Nursing technician and social worker, Vanuzia is also president of the Popular Council Kaimbé, native to the northeast. He says he wants to come back one day to take care of the villagers of Massacara, in the city of Euclides da Cunha, Bahia, where he was born.

Today, Massacará has around 200 families, around 180 families from this town reside in São Paulo. Vanuzia came Live not been in 1988 to work.

‘I am a defender of life’

“I was very happy to participate at this time. I am a defender of life, other vaccines, prevention, health. We must value education, science, and this can be reconciled by maintaining a belief, with prayer and the traditional medicine of my people. “, it states

He says that it is necessary to educate other indigenous families about the importance of immunization. As a nursing technician, Vanuzia worked at Casa do Índio, where she worked for 10 years.

Vanuzia was diagnosed with Covid-19 in early May.

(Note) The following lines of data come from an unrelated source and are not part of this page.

PR #1404, opened 2025-08-05
refactor: devices state managment

filip131311:
This PR is another one in the series that move us to the new state management system and single unified backend API. 

In this PR we: 
- remove `DevicesProvider` 
  -  move all the state it was responsible for to the new `store$` 
  -  remove `DeviceSessionsManagerInterface` and move its methods to the `ProjectInterface`
  -  remove `DevicesManagerInterface` and move its methods to the `ProjectInterface`
- Adjust the way updates are merged to the `store$` to allow for removing elements from stored arrays 
- Generally clean up the `project` class to make its growth sustainable we: 
  - devide it in clear sections and mark them using `#region` comments 
  - remove helper functions into utilis 
- clean up the `state.ts` file to make its growth sustainable
- remove `DeviceManage`, `DeviceSessionsManager` and `WorkspaceConfig` callable objects from the webview controller callable object list 

### How Has This Been Tested: 

- add a device 
- rename a device 
- remove a device
- change devices theme (to test something still in old state system)
- change rotation 

This is internal change


packages/vscode-extension/src/project/project.ts
```diff
@@ -213,130 +316,213 @@ export class Project implements Disposable, ProjectInterface, DeviceSessionsMana
...
-    getTelemetryReporter().sendTelemetryEvent("recording:start-recording", {
-      platform: this.selectedDeviceSessionState?.deviceInfo.platform,
-    });
-    if (!this.deviceSession) {
-      throw new Error("No device session available");
-    }
-    this.deviceSession.startRecording();
+  async focusOutput(channel: Output): Promise<void> {
+    this.outputChannelRegistry.getOrCreateOutputChannel(channel).show();
+  }
```
jwajgelt: This shouldn't be in the "Debugger" region.

packages/vscode-extension/src/utilities/merge.ts
```diff
@@ -0,0 +1,46 @@
...
+  oldNode: T,
+  newNode: RecursivePartial<T>
+): T {
+  const result: RecursivePartial<T> = {};
+  let wasChanged = false;
+
+  const allKeys = [...Object.keys(oldNode), ...Object.keys(newNode)] as (keyof T)[];
+
+  for (const key of allKeys) {
+    if (newNode[key] === undefined || newNode[key] === null) {
```
jwajgelt: I think we shouldn't special-case `null`, it can be useful to represent "empty" states.

packages/vscode-extension/src/utilities/mergeAndCalculateChanges.ts
```diff
@@ -45,7 +44,7 @@ export function mergeAndCalculateChanges<T extends object>(
   }
 
   if (wasChanged) {
-    return [result, changes] as [T, Partial<T>];
+    return [result, changes] as [T, RecursivePartial<T>];
```
jwajgelt, line 47: Why is this cast needed?

packages/vscode-extension/src/webview/components/DeviceSelect.tsx
```diff
@@ -90,20 +89,21 @@ function DeviceSelect() {
   const stopPreviousDevices = use$(store$.workspaceConfiguration.stopPreviousDevices);
 
   const { selectedDeviceSession, projectState, project } = useProject();
-  const { devices, deviceSessionsManager } = useDevices();
+
+  const devices = use$(store$.devicesState.devices);
```
```suggestion
  const devices = use$(store$.devicesState.devices) ?? [];
```
saves you on null checks elsewhere.

packages/vscode-extension/src/webview/hooks/useFatalErrorAlert.tsx
```diff
@@ -90,12 +88,13 @@ const noErrorAlert = {
 
 function createBuildErrorAlert(
   buildErrorDescriptor: BuildErrorDescriptor,
-  deviceSessionsManager: DeviceSessionsManagerInterface,
   hasSelectedScheme: boolean,
   xcodeSchemes: string[]
 ) {
+  const { project } = useProject();
```
jwajgelt: You cannot use hooks on non-hooks, pass either `project` or `onReload` to this function.

packages/vscode-extension/src/webview/views/CreateDeviceView.tsx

Single, with a 24-year-old son, she recounts the suffering caused by the disease: bodily pain, cough, great difficulty in breathing, in addition to the lack of smell and taste that persists today.

“I did not go to the hospital because I helped take care of six other people, I needed to have the strength to give a word of comfort and take care of them, without overwhelming myself. I had an oximeter but I couldn’t measure my breathing so as not to scare me. I did the test on June 15 and I was cured, “he said.